[Dataset entries]
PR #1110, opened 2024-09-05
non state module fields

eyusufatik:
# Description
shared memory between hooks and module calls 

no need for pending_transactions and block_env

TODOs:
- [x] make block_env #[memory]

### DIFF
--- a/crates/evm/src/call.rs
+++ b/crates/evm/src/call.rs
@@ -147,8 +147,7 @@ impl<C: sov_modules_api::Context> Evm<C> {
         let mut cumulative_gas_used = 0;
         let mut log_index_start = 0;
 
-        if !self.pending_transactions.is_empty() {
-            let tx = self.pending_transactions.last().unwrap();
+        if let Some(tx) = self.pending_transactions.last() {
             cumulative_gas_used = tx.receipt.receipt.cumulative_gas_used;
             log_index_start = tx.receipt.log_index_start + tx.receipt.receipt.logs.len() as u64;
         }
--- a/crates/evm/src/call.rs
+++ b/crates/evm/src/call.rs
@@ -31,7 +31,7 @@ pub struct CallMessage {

==

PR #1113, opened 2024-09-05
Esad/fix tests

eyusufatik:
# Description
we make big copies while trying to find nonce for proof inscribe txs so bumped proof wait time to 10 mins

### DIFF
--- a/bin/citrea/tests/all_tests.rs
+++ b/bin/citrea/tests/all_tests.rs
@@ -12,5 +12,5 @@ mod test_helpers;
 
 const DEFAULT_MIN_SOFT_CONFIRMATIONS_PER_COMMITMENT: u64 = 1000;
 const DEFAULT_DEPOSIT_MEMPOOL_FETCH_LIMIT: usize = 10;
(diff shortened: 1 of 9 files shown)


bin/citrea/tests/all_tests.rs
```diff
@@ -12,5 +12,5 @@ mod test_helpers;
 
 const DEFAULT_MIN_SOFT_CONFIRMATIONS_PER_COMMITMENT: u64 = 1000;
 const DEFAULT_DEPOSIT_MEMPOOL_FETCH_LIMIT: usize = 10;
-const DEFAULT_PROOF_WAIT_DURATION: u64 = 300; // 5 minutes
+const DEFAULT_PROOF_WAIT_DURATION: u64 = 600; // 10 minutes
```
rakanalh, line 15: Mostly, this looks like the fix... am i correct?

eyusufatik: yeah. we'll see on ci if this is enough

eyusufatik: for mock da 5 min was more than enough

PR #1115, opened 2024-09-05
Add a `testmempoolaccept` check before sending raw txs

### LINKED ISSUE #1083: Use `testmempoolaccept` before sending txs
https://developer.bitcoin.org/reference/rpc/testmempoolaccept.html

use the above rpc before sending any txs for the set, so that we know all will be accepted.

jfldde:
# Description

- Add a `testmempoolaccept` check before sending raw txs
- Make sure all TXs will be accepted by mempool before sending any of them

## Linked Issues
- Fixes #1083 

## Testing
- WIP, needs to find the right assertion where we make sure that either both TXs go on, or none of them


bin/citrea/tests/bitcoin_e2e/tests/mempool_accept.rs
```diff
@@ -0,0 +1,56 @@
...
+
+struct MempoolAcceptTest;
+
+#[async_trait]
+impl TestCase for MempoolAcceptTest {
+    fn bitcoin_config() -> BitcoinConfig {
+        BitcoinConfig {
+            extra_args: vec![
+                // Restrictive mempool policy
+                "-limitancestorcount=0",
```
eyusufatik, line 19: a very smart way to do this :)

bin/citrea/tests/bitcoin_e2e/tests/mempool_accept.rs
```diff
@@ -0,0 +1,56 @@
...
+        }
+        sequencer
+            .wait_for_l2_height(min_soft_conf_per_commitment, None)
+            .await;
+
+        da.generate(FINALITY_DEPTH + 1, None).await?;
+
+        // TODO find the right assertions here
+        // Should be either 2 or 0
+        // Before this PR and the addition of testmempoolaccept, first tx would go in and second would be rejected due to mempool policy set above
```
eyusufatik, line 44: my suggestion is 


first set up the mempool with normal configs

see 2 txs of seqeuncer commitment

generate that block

» What you need to do
Extract every line containing the string "self" from the data above.

» Result
-        if !self.pending_transactions.is_empty() {
-            let tx = self.pending_transactions.last().unwrap();
+        if let Some(tx) = self.pending_transactions.last() {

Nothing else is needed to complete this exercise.